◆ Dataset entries
PR #685, opened 2018-05-14
Centralized token refresh

pavgra:
- Introduces centralized token refresh (on navigation to a new page)
- When the token is expired, displays login form with notification to let the user to re-login and continue working w/o loss of progress.

Closes https://github.com/OHDSI/Atlas/issues/677. Instead of https://github.com/OHDSI/Atlas/pull/678

(We cannot refresh token on ajax's "beforeSend", because some of ajaxs are called by setInterval and that would break session timeout functionality).

@chrisknoll , @johnSamilin

### DIFF
--- a/js/modules/WebAPIProvider/AuthAPI.js
+++ b/js/modules/WebAPIProvider/AuthAPI.js
@@ -16,6 +16,13 @@ define(function(require, exports) {
         return config.webAPIRoot;
     };
 
+    var token = ko.observable();
+    if (localStorage.bearerToken && localStorage.bearerToken != 'null') {
+        token(localStorage.bearerToken);
+    } else {
+        token(null);
+    }
+
     var tokenExpirationDate = ko.pureComputed(function() {
         if (!token()) {
             return null;
@@ -25,6 +32,33 @@ define(function(require, exports) {
         return new Date(expirationInSeconds * 1000);
 
     });
+
+    const tokenExpired = ko.observable(false);
+    const askLoginOnTokenExpire = (function() {
+        let expirationTimeout;
+        return () => {
+            if (expirationTimeout) {
+                clearTimeout(expirationTimeout);
+            }
+            if (tokenExpirationDate() > new Date()) {
+                tokenExpired(false);
+                expirationTimeout = setTimeout(
+                    () => {
+                        tokenExpired(true);
+                        $('#myModal').modal('show');
+                        expirationTimeout = null;
+                    },
+                    tokenExpirationDate() - new Date()
+                );
+            } else {
+                tokenExpired(true);
+            }
+        }
+    })();
+
+    askLoginOnTokenExpire();
+    tokenExpirationDate.subscribe(askLoginOnTokenExpire);
+
     var permissions = function() {
         var permissionsString = localStorage.getItem(LOCAL_STORAGE_PERMISSIONS_KEY);
         if (!permissionsString) {
@@ -38,12 +72,6 @@ define(function(require, exports) {
             ? parseJwtPayload(token()).sub
             : null;
     });
-    var token = ko.observable();
-    if (localStorage.bearerToken && localStorage.bearerToken != 'null') {
-        token(localStorage.bearerToken);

◆ EXERCISE REQUIREMENTS
The records above are to be restated word for word.

◆ WRITTEN ANSWER
PR #685, opened 2018-05-14
Centralized token refresh

pavgra:
- Introduces centralized token refresh (on navigation to a new page)
- When the token is expired, displays login form with notification to let the user to re-login and continue working w/o loss of progress.

Closes https://github.com/OHDSI/Atlas/issues/677. Instead of https://github.com/OHDSI/Atlas/pull/678

(We cannot refresh token on ajax's "beforeSend", because some of ajaxs are called by setInterval and that would break session timeout functionality).

@chrisknoll , @johnSamilin

### DIFF
--- a/js/modules/WebAPIProvider/AuthAPI.js
+++ b/js/modules/WebAPIProvider/AuthAPI.js
@@ -16,6 +16,13 @@ define(function(require, exports) {
         return config.webAPIRoot;
     };
 
+    var token = ko.observable();
+    if (localStorage.bearerToken && localStorage.bearerToken != 'null') {
+        token(localStorage.bearerToken);
+    } else {
+        token(null);
+    }
+
     var tokenExpirationDate = ko.pureComputed(function() {
         if (!token()) {
             return null;
@@ -25,6 +32,33 @@ define(function(require, exports) {
         return new Date(expirationInSeconds * 1000);
 
     });
+
+    const tokenExpired = ko.observable(false);
+    const askLoginOnTokenExpire = (function() {
+        let expirationTimeout;
+        return () => {
+            if (expirationTimeout) {
+                clearTimeout(expirationTimeout);
+            }
+            if (tokenExpirationDate() > new Date()) {
+                tokenExpired(false);
+                expirationTimeout = setTimeout(
+                    () => {
+                        tokenExpired(true);
+                        $('#myModal').modal('show');
+                        expirationTimeout = null;
+                    },
+                    tokenExpirationDate() - new Date()
+                );
+            } else {
+                tokenExpired(true);
+            }
+        }
+    })();
+
+    askLoginOnTokenExpire();
+    tokenExpirationDate.subscribe(askLoginOnTokenExpire);
+
     var permissions = function() {
         var permissionsString = localStorage.getItem(LOCAL_STORAGE_PERMISSIONS_KEY);
         if (!permissionsString) {
@@ -38,12 +72,6 @@ define(function(require, exports) {
             ? parseJwtPayload(token()).sub
             : null;
     });
-    var token = ko.observable();
-    if (localStorage.bearerToken && localStorage.bearerToken != 'null') {
-        token(localStorage.bearerToken);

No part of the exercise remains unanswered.